(Saved entries)
━━━━━━━━━━

PR #6711, opened 2024-05-16
chore: auto-bump golang patch versions

chen-keinan:
## Description
The following change will help to solve an issue of auto-bump golang patch versions.

## Current behaviour 
up to now that auto-bump golang patch versions was using the:
```
- uses: actions/setup-go@v5
    with:
      go-version-file: 'go.mod'
```
This setting assumes that the go.mod file of Trivy is configured with a partial Go version `<major>.<minor>` for instance, `go 1.22`.

## The Problem
It has been observed that if a go.mod file includes a dependency like `github.com/aquasecurity/trivy-kubernetes`, and that dependency's go.mod file specifies a full Go version `<major>.<minor>.<patch>` such as `go 1.22.0`, then the Go version of this dependency will replace the Go version specified in trivy go.mod file.

therefore the above `actions/setup-go` cannot be used with `go-version-file: 'go.mod'` param.

## Workaround
The workaround will be to use the following  `go-version` param with partial version, which will auto bump patch version without relating to go mod file.
```
- uses: actions/setup-go@v5
    with:
      go-version: '1.22'
```

### DIFF
--- a/.github/workflows/auto-update-labels.yaml
+++ b/.github/workflows/auto-update-labels.yaml
@@ -5,7 +5,8 @@ on:
       - 'misc/triage/labels.yaml'
     branches:
       - main
-
+env:
+  GO_VERSION: '1.22'
 jobs:
   deploy:
     name: Auto-update labels
@@ -17,7 +18,7 @@ jobs:
       - name: Set up Go
         uses: actions/setup-go@v5
         with:
-          go-version-file: go.mod
+          go-version: ${{ env.GO_VERSION }}
 
       - name: Install aqua tools
         uses: aquaproj/aqua-installer@v3.0.0
--- a/.github/workflows/auto-update-labels.yaml
+++ b/.github/workflows/auto-update-labels.yaml
@@ -18,6 +18,7 @@ jobs:
       - name: Set up Go
         uses: actions/setup-go@v5
         with:
+          # cf. https://github.com/aquasecurity/trivy/pull/6711
           go-version: ${{ env.GO_VERSION }}
 
       - name: Install aqua tools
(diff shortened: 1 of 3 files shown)


knqyf263:
@aquasecurity/trivy FYI

Let me add something here. According to the document in `actions/setup-go`, it uses the specific patch version if it is specified in go.mod. That's why I suggested using 1.22 [here](https://github.com/aquasecurity/trivy/pull/6476#discussion_r1582593900).

>The go directive in go.mod can specify a patch version or omit it altogether (e.g., go 1.22.0 or go 1.22).
If a patch version is specified, that specific patch version will be used.
If no patch version is specified, it will search for the latest available patch version in the cache, [versions-manifest.json](https://github.com/actions/go-versions/blob/main/versions-manifest.json), and the [official Go language website](https://golang.org/dl/?mode=json&include=all), in that order.

https://github.com/actions/setup-go?tab=readme-ov-file#getting-go-version-from-the-gomod-file

We confirmed v1.22.0 was used in this workflow.
https://github.com/aquasecurity/trivy/actions/runs/9108238744/job/25038616208?pr=6707

It will miss patches in v1.22.x and be problematic in terms of security. However, it is impossible to ask all dependent modules not to use 1.22.0. We need this workaround for now.

.github/workflows/auto-update-labels.yaml
```diff
@@ -17,7 +18,7 @@ jobs:
       - name: Set up Go
         uses: actions/setup-go@v5
         with:
-          go-version-file: go.mod
+          go-version: ${{ env.GO_VERSION }}
```
knqyf263, line 21: What if putting a link to explain why we don't use `go-version-file`?

```suggestion
          # cf. https://github.com/aquasecurity/trivy/pull/6711
          go-version: ${{ env.GO_VERSION }}
```

chen-keinan:
@knqyf263 comments has been addressed

knqyf263 (approved):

━━━━━━━━━━

● **TASK PROMPT**: Extract every record. Keep wording exact.

● **ANSWER FOR THIS EXERCISE**:
PR #6711, opened 2024-05-16
chore: auto-bump golang patch versions

chen-keinan:
## Description
The following change will help to solve an issue of auto-bump golang patch versions.

## Current behaviour 
up to now that auto-bump golang patch versions was using the:
```
- uses: actions/setup-go@v5
    with:
      go-version-file: 'go.mod'
```
This setting assumes that the go.mod file of Trivy is configured with a partial Go version `<major>.<minor>` for instance, `go 1.22`.

## The Problem
It has been observed that if a go.mod file includes a dependency like `github.com/aquasecurity/trivy-kubernetes`, and that dependency's go.mod file specifies a full Go version `<major>.<minor>.<patch>` such as `go 1.22.0`, then the Go version of this dependency will replace the Go version specified in trivy go.mod file.

therefore the above `actions/setup-go` cannot be used with `go-version-file: 'go.mod'` param.

## Workaround
The workaround will be to use the following  `go-version` param with partial version, which will auto bump patch version without relating to go mod file.
```
- uses: actions/setup-go@v5
    with:
      go-version: '1.22'
```

### DIFF
--- a/.github/workflows/auto-update-labels.yaml
+++ b/.github/workflows/auto-update-labels.yaml
@@ -5,7 +5,8 @@ on:
       - 'misc/triage/labels.yaml'
     branches:
       - main
-
+env:
+  GO_VERSION: '1.22'
 jobs:
   deploy:
     name: Auto-update labels
@@ -17,7 +18,7 @@ jobs:
       - name: Set up Go
         uses: actions/setup-go@v5
         with:
-          go-version-file: go.mod
+          go-version: ${{ env.GO_VERSION }}
 
       - name: Install aqua tools
         uses: aquaproj/aqua-installer@v3.0.0
--- a/.github/workflows/auto-update-labels.yaml
+++ b/.github/workflows/auto-update-labels.yaml
@@ -18,6 +18,7 @@ jobs:
       - name: Set up Go
         uses: actions/setup-go@v5
         with:
+          # cf. https://github.com/aquasecurity/trivy/pull/6711
           go-version: ${{ env.GO_VERSION }}
 
       - name: Install aqua tools
(diff shortened: 1 of 3 files shown)


knqyf263:
@aquasecurity/trivy FYI

Let me add something here. According to the document in `actions/setup-go`, it uses the specific patch version if it is specified in go.mod. That's why I suggested using 1.22 [here](https://github.com/aquasecurity/trivy/pull/6476#discussion_r1582593900).

>The go directive in go.mod can specify a patch version or omit it altogether (e.g., go 1.22.0 or go 1.22).
If a patch version is specified, that specific patch version will be used.
If no patch version is specified, it will search for the latest available patch version in the cache, [versions-manifest.json](https://github.com/actions/go-versions/blob/main/versions-manifest.json), and the [official Go language website](https://golang.org/dl/?mode=json&include=all), in that order.

https://github.com/actions/setup-go?tab=readme-ov-file#getting-go-version-from-the-gomod-file

We confirmed v1.22.0 was used in this workflow.
https://github.com/aquasecurity/trivy/actions/runs/9108238744/job/25038616208?pr=6707

It will miss patches in v1.22.x and be problematic in terms of security. However, it is impossible to ask all dependent modules not to use 1.22.0. We need this workaround for now.

.github/workflows/auto-update-labels.yaml
```diff
@@ -17,7 +18,7 @@ jobs:
       - name: Set up Go
         uses: actions/setup-go@v5
         with:
-          go-version-file: go.mod
+          go-version: ${{ env.GO_VERSION }}
```
knqyf263, line 21: What if putting a link to explain why we don't use `go-version-file`?

```suggestion
          # cf. https://github.com/aquasecurity/trivy/pull/6711
          go-version: ${{ env.GO_VERSION }}
```

chen-keinan:
@knqyf263 comments has been addressed

knqyf263 (approved):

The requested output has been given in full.